WORK TO COMPLETE: For this exercise, reproduce the entries below exactly, but only from the line containing "PR #668, opened 2019-05-20" through the line containing "are no active accounts", both included.

DATA:
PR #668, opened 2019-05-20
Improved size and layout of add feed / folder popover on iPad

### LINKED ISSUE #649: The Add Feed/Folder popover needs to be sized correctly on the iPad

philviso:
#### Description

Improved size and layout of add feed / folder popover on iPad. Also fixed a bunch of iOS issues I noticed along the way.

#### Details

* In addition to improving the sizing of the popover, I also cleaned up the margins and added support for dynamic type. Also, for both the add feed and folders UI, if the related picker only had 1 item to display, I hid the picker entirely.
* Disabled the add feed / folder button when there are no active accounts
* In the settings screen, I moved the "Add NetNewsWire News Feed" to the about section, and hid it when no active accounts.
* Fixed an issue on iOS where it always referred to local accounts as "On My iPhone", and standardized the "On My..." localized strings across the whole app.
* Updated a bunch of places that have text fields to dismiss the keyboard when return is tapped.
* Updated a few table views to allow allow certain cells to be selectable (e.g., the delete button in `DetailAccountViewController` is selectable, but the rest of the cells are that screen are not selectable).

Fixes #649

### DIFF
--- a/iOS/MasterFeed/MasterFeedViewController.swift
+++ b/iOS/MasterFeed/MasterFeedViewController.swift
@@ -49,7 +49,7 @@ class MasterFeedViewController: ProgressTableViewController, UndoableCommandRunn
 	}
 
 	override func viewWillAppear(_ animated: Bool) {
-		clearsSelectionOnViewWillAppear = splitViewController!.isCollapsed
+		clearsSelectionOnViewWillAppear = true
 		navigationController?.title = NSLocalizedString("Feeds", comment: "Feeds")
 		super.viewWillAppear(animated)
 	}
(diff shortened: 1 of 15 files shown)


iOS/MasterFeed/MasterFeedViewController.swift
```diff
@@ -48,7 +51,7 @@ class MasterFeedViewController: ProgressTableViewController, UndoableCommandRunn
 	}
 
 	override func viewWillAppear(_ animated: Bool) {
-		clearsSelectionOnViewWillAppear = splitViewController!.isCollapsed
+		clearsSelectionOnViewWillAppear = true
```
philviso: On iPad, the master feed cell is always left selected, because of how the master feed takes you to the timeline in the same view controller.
...
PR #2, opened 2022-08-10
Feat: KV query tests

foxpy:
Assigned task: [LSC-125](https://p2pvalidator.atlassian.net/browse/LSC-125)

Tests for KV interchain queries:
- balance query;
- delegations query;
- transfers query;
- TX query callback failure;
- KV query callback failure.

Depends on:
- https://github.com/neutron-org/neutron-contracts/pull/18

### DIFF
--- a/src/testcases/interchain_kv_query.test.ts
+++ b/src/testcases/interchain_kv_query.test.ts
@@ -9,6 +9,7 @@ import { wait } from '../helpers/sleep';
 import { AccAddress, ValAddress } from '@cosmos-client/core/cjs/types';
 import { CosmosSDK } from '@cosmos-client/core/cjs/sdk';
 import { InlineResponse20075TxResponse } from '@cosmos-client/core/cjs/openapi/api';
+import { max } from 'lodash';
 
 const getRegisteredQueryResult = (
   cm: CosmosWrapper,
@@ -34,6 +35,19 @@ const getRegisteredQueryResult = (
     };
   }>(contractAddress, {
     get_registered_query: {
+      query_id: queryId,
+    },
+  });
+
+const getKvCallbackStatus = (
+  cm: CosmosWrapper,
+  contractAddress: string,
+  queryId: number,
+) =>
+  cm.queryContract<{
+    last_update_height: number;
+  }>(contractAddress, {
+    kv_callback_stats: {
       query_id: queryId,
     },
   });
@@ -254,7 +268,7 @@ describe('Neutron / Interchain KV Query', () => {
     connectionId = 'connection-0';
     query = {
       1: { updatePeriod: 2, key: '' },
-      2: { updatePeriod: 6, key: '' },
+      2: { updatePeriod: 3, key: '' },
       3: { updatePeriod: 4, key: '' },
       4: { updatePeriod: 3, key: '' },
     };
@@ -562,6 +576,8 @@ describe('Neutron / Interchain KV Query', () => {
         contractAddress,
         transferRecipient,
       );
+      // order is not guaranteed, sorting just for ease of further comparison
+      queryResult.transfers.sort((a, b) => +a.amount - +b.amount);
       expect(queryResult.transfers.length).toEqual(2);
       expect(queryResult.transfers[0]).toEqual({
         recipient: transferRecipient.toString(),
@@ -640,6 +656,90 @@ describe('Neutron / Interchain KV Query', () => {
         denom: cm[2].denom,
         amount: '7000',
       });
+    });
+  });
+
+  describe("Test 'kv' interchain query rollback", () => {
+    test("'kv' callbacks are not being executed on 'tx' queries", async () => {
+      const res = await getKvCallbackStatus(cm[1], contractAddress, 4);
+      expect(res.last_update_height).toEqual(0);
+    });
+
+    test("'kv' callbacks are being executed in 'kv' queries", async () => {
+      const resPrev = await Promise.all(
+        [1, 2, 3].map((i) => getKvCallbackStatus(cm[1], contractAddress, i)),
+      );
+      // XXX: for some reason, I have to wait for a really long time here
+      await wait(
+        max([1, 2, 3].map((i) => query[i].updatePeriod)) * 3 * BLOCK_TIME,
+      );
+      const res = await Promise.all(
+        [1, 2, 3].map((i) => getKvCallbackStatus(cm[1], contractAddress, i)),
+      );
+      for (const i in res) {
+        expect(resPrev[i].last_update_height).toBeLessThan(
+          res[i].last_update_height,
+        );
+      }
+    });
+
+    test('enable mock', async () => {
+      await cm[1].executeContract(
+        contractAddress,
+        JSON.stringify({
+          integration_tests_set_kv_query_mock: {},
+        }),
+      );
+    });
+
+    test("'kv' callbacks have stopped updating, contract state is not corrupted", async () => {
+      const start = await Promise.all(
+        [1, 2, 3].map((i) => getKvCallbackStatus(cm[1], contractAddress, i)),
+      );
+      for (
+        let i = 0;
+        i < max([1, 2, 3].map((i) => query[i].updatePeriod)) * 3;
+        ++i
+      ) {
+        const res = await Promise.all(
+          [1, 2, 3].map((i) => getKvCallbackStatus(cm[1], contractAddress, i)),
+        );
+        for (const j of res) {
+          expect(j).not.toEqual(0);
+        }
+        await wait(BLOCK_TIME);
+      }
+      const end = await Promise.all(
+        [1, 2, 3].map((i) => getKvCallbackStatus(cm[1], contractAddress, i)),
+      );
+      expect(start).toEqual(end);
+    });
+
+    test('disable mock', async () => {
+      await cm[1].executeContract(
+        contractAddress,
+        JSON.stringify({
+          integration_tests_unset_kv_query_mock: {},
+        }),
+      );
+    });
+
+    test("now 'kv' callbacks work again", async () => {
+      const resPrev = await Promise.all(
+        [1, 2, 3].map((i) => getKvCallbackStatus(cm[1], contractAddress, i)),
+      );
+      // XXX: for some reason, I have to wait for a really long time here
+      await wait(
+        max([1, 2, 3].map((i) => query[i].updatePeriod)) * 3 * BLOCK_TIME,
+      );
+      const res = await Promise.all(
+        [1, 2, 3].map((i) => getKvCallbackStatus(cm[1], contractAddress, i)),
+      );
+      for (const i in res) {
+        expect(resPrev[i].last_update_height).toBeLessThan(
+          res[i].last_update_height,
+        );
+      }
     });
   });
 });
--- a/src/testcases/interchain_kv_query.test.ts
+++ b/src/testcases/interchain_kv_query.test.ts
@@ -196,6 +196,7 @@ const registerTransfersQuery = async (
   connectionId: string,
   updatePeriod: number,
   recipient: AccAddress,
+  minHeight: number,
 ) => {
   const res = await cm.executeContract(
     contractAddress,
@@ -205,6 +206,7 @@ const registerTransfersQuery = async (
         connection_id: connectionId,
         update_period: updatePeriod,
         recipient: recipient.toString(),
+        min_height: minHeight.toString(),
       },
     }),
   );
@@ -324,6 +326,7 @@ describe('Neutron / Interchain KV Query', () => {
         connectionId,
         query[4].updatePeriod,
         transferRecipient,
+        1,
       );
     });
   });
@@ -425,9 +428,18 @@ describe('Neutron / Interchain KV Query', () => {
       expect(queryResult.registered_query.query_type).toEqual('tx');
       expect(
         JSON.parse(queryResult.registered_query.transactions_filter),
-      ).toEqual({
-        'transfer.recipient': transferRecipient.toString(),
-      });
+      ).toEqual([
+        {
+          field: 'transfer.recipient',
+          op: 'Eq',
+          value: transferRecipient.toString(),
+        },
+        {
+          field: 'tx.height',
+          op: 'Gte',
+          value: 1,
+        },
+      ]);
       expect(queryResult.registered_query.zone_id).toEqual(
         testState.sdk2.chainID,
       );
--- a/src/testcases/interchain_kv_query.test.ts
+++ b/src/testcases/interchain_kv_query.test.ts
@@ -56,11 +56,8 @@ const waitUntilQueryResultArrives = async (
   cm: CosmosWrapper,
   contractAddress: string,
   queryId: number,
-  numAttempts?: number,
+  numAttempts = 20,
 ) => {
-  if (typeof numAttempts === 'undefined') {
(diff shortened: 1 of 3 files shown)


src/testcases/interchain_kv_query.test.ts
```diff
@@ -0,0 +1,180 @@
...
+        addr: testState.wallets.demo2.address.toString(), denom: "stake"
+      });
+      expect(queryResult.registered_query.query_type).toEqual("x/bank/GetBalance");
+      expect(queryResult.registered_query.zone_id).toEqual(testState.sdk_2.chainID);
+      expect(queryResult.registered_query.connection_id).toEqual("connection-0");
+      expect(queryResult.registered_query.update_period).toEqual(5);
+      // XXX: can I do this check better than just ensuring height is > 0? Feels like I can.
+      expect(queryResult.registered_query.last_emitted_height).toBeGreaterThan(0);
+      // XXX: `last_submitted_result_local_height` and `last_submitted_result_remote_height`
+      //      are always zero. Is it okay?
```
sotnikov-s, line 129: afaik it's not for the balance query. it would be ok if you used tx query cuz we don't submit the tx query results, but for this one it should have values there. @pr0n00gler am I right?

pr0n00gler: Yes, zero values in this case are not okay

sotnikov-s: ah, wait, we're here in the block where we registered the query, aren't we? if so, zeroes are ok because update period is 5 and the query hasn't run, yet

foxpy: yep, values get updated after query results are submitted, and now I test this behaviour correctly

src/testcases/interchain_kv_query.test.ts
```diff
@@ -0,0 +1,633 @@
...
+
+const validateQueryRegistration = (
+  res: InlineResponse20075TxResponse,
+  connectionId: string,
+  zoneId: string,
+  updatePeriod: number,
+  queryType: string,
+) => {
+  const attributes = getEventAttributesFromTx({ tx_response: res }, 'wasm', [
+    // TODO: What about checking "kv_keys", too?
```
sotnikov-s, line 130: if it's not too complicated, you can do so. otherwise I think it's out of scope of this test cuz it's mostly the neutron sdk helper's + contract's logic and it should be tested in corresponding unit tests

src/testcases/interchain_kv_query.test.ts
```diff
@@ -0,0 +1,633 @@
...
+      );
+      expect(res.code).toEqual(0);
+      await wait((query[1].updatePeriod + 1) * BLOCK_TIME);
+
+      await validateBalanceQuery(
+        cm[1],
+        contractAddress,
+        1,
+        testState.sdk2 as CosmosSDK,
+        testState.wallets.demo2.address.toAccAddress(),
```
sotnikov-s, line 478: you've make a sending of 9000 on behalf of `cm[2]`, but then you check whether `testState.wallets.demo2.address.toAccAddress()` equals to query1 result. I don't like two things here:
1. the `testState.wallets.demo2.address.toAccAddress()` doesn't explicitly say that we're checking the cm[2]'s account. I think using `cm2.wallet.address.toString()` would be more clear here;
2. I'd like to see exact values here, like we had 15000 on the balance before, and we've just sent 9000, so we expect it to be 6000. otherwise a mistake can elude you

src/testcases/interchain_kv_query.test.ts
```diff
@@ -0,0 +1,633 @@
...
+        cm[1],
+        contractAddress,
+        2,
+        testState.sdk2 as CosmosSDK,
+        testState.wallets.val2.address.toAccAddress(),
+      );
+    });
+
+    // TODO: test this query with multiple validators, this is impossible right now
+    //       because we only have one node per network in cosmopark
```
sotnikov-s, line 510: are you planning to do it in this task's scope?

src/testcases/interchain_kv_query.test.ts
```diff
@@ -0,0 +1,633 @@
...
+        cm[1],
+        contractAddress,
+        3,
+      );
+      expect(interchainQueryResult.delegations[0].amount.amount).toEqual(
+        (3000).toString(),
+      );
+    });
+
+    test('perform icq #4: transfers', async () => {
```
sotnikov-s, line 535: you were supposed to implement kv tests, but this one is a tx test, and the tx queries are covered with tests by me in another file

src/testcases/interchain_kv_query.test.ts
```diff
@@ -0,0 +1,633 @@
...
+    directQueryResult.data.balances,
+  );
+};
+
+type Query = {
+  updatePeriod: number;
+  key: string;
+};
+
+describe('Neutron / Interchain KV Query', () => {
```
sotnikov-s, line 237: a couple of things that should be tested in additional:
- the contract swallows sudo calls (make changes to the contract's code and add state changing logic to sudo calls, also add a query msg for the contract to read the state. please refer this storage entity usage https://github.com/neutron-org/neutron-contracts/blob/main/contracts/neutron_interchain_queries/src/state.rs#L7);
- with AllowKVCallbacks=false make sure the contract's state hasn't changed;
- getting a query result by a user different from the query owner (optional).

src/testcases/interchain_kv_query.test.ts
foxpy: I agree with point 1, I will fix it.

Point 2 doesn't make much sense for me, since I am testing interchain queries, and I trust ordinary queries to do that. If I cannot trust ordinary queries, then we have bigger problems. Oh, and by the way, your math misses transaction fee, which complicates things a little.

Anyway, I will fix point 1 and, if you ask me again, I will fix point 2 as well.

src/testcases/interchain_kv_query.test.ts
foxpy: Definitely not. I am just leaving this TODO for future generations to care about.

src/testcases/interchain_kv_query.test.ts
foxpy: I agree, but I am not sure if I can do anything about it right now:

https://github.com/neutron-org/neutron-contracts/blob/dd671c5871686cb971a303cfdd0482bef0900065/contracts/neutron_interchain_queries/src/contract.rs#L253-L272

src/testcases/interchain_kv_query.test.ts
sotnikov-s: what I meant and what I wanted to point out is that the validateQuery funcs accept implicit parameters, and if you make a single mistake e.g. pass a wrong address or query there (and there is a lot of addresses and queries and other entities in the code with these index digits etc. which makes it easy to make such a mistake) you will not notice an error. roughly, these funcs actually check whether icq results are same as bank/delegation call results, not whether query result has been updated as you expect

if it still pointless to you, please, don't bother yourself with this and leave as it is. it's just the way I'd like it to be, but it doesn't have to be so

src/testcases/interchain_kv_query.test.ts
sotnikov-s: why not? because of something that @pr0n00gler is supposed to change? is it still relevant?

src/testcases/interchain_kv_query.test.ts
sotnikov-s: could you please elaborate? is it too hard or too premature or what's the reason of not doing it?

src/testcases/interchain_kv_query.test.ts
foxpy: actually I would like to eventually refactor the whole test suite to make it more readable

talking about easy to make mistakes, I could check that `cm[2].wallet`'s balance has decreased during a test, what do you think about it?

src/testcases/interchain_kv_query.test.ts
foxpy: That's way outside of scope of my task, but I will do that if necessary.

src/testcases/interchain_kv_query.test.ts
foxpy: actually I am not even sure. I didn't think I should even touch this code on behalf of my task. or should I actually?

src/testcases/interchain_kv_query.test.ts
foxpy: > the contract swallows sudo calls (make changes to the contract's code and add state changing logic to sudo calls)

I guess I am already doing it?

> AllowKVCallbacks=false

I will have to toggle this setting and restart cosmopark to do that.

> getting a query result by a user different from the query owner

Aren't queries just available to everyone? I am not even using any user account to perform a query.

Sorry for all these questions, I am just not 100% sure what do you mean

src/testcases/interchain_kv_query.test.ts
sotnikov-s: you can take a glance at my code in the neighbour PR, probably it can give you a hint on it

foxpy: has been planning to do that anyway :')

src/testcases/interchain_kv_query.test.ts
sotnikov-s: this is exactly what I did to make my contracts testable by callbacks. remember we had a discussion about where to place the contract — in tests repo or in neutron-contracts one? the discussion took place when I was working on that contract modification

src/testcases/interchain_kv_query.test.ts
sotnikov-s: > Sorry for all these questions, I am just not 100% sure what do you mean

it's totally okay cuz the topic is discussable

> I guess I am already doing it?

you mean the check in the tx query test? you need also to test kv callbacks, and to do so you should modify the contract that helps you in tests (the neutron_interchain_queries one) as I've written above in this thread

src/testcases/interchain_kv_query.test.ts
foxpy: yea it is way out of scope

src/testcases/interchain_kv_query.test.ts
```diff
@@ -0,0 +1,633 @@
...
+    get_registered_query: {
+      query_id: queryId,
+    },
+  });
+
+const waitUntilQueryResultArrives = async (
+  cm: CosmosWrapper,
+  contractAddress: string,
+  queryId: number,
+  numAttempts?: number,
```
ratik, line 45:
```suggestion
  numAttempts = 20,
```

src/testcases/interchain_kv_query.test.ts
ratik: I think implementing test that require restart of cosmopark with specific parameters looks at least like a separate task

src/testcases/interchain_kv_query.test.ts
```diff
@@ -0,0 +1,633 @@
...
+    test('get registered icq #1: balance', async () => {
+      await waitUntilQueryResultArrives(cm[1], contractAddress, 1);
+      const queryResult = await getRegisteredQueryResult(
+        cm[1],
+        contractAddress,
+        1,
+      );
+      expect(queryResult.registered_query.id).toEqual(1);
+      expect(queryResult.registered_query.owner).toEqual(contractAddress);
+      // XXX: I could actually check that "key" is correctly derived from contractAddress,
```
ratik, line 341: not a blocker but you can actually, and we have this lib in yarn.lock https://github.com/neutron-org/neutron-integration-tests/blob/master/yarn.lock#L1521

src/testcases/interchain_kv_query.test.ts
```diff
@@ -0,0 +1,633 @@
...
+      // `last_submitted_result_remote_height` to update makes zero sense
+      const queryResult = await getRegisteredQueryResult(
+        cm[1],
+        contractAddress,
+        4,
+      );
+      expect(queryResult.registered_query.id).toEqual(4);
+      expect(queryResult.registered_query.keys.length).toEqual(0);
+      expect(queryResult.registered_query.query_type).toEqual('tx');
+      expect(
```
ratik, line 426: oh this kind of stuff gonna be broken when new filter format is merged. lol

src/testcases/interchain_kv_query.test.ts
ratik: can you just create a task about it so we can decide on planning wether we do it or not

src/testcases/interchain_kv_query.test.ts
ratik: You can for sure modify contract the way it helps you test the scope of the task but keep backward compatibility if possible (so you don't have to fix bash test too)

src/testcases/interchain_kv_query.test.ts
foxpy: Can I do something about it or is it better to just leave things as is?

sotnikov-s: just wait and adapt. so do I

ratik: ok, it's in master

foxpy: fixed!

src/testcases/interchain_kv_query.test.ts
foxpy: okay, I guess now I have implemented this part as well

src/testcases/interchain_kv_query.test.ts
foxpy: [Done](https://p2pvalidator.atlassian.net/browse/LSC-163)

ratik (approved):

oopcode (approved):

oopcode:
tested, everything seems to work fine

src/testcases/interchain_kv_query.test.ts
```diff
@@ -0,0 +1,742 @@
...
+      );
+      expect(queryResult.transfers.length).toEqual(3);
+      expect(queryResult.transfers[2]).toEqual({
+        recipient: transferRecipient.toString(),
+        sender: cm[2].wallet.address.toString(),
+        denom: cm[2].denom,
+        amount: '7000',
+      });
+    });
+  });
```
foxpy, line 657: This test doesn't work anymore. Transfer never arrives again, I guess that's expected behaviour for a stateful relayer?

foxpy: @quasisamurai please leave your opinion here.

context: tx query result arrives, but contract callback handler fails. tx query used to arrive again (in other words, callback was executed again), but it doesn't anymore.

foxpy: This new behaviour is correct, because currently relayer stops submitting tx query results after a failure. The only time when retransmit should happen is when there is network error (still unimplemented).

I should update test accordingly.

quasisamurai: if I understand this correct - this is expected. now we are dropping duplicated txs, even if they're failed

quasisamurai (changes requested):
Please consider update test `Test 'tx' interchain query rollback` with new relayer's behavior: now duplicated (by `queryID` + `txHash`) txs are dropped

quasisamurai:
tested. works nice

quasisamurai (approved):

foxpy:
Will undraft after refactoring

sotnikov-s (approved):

ANSWER SPACE:
PR #668, opened 2019-05-20
Improved size and layout of add feed / folder popover on iPad

### LINKED ISSUE #649: The Add Feed/Folder popover needs to be sized correctly on the iPad

philviso:
#### Description

Improved size and layout of add feed / folder popover on iPad. Also fixed a bunch of iOS issues I noticed along the way.

#### Details

* In addition to improving the sizing of the popover, I also cleaned up the margins and added support for dynamic type. Also, for both the add feed and folders UI, if the related picker only had 1 item to display, I hid the picker entirely.
* Disabled the add feed / folder button when there are no active accounts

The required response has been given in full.